(Beginning of Data extracts)

PR #2189, opened 2020-11-10
Board based instantiation of chip drivers and interrupt mappings: Msp432

hudson-ayers:
### Pull Request Overview

This pull request ports the MSP432 chip/board to the new peripheral instantiation approach that does not rely on global variables (first proposed in #2069).

This chip was relatively easy to change compared to some of the others, but @lebakassemmerl I would still appreciate a quick look over the changes or a test of a couple apps to ensure I haven't done anything stupid.

This is the last remaining chip before all upstream chips/boards have been ported!

### Testing Strategy

This pull request was tested by compiling, hardware testing would be nice.

### TODO or Help Wanted

N/A

### Documentation Updated

### Formatting

- [x] Ran `make prepush`.

### DIFF
--- a/chips/msp432/src/uart.rs
+++ b/chips/msp432/src/uart.rs
@@ -76,13 +76,14 @@ pub struct Uart<'a> {
 
 impl<'a> Uart<'a> {
     pub const fn new(
+        registers: StaticRef<UsciARegisters>,
         tx_dma_chan: usize,
         rx_dma_chan: usize,
         tx_dma_src: u8,
         rx_dma_src: u8,
     ) -> Self {
         Self {
-            registers: usci::USCI_A0_BASE,
+            registers,
             clock_frequency: DEFAULT_CLOCK_FREQ_HZ,
 
             tx_client: OptionalCell::empty(),
--- a/chips/msp432/src/uart.rs
+++ b/chips/msp432/src/uart.rs
@@ -9,8 +9,6 @@ use kernel::common::StaticRef;
 use kernel::hil;
 use kernel::ReturnCode;
 
-pub static mut UART0: Uart<'static> = Uart::new(usci::USCI_A0_BASE, 0, 1, 1, 1);
-
 const DEFAULT_CLOCK_FREQ_HZ: u32 = crate::cs::SMCLK_HZ;
 
 struct BaudFraction {
@@ -77,15 +75,14 @@ pub struct Uart<'a> {
 }
 
 impl<'a> Uart<'a> {
-    pub(crate) const fn new(
-        regs: StaticRef<UsciARegisters>,
+    pub const fn new(
         tx_dma_chan: usize,
         rx_dma_chan: usize,
         tx_dma_src: u8,
         rx_dma_src: u8,
-    ) -> Uart<'static> {
-        Uart {
-            registers: regs,
+    ) -> Self {
+        Self {
+            registers: usci::USCI_A0_BASE,
             clock_frequency: DEFAULT_CLOCK_FREQ_HZ,
 
             tx_client: OptionalCell::empty(),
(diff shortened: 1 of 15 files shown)


lebakassemmerl:
Sure, no problem!
I'm currently not at home but I will run the tests on the hardware in the evening today or tomorrow morning (UTC +1).

chips/msp432/src/uart.rs
```diff
@@ -77,15 +75,14 @@ pub struct Uart<'a> {
...
         rx_dma_chan: usize,
         tx_dma_src: u8,
         rx_dma_src: u8,
-    ) -> Uart<'static> {
-        Uart {
-            registers: regs,
+    ) -> Self {
+        Self {
+            registers: usci::USCI_A0_BASE,
             clock_frequency: DEFAULT_CLOCK_FREQ_HZ,
```
lebakassemmerl, line 87: This constructor seems wrong to me since the reference to the registers isn't passed as argument anymore. If other UARTs are instantiated they all point to the same registers.

hudson-ayers: That's a good point, I didn't realize the MSP432 had multiple UARTs. I'll fix

lebakassemmerl:
I ran now a couple of test programs (blink, button, helloworld, ipc, etc.) , and everything seems to work fine. However, I stumbled across a different problem which might be a bug in the linking-stage or within the kernel-linker-script.

When I run `make flash` everything works fine, and the binary fits into the reserved flash-space.
Running `make flash-debug` creates a binary which is slightly too big for the reserved flash. And then I realized that that the `.bss` section is copied into the actual hex-file. I get the following output:

```
   text    data     bss     dec     hex 
  81921       0   16384   98305   18001
```

Initially I thought maybe `.bss` and `.data` are interchanged, but when I make the following changes to `main.rs`:
```Rust
pub static mut TEST: usize = 334;

unsafe fn startup_intilialisation() {
    msp432::init();

    TEST += 1;
    ...
}
```
I get the following output:
```
   text    data     bss     dec     hex 
 114689       4   16128  130821   1ff05
```
So obviously `.bss` and `.data` are not interchanged. 
And as far as I know the `.bss` contains only uninitialized data which gets zeroed after startup. Should this really be in the binary?
And if this is a bug, should I open an issue?

hudson-ayers:
If by "end up in the binary" you mean "ends up in flash" I don't think that is happening. The GNU-size utility used to print the size information says the following:

> The Berkeley style output counts read only data in the text column, not in the data column, the dec and hex columns both display the sum of the text, data, and bss columns in decimal and hexadecimal respectively.

So I think we are seeing exactly what we should expect.

bradjc (dismissed):

lebakassemmerl:
> If by "end up in the binary" you mean "ends up in flash" I don't think that is happening. The GNU-size utility used to print the size information says the following:
> 
> > The Berkeley style output counts read only data in the text column, not in the data column, the dec and hex columns both display the sum of the text, data, and bss columns in decimal and hexadecimal respectively.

(End of Data extracts)

- Problem to solve
From the first line of the records above to the line that contains "This pull request ports", quote each line exactly.

- Response area
PR #2189, opened 2020-11-10
Board based instantiation of chip drivers and interrupt mappings: Msp432

hudson-ayers:
### Pull Request Overview

This pull request ports the MSP432 chip/board to the new peripheral instantiation approach that does not rely on global variables (first proposed in #2069).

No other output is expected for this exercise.